» About this exercise
Reply with each record repeated exactly.
--- Working data Enclosed Below ---
PR #259, opened 2018-10-04
Fix/add timestamps block

dannypaz:
## Description
This PR adds BlockOrder (order) creation timestamps to give the user an idea of when a blockorder was created on the broker.

This timestamp was added due to information needed in the CCXT `fetchOrder` command, however this is a good addition to our API for other users as well.

## Related PRs

## Todos
- [x] Tests
- [x] Documentation
- [x] Link to Trello

### DIFF
--- a/broker-cli/proto/broker.proto
+++ b/broker-cli/proto/broker.proto
@@ -296,8 +296,10 @@ message BlockOrder {
   TimeInForce time_in_force = 5;
   // Current status of the block order.
   BlockOrderStatus status = 6;
-  // Timestamp in nano-seconds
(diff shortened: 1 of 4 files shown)


dannypaz:
[add fetchOrder to ccxt implementation](https://trello.com/c/rAZwn24X/759-add-fetchorder-to-ccxt-implementation)

dannypaz:
@martineehrlich it is set on its own, but you can also specify a timestamp (which we use when we need to re-create BlockOrders). See: https://github.com/sparkswap/broker/pull/259/files#diff-6149506167c1b50a1ee6bb28a20b83afR26

martineehrlich:
Ah I see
--- End of Enclosed Working data ---
» Solution to the exercise
PR #259, opened 2018-10-04
Fix/add timestamps block

dannypaz:
## Description
This PR adds BlockOrder (order) creation timestamps to give the user an idea of when a blockorder was created on the broker.

This timestamp was added due to information needed in the CCXT `fetchOrder` command, however this is a good addition to our API for other users as well.

## Related PRs

## Todos
- [x] Tests
- [x] Documentation
- [x] Link to Trello

### DIFF
--- a/broker-cli/proto/broker.proto
+++ b/broker-cli/proto/broker.proto
@@ -296,8 +296,10 @@ message BlockOrder {
   TimeInForce time_in_force = 5;
   // Current status of the block order.
   BlockOrderStatus status = 6;
-  // Timestamp in nano-seconds
(diff shortened: 1 of 4 files shown)


dannypaz:
[add fetchOrder to ccxt implementation](https://trello.com/c/rAZwn24X/759-add-fetchorder-to-ccxt-implementation)

dannypaz:
@martineehrlich it is set on its own, but you can also specify a timestamp (which we use when we need to re-create BlockOrders). See: https://github.com/sparkswap/broker/pull/259/files#diff-6149506167c1b50a1ee6bb28a20b83afR26

martineehrlich:
Ah I see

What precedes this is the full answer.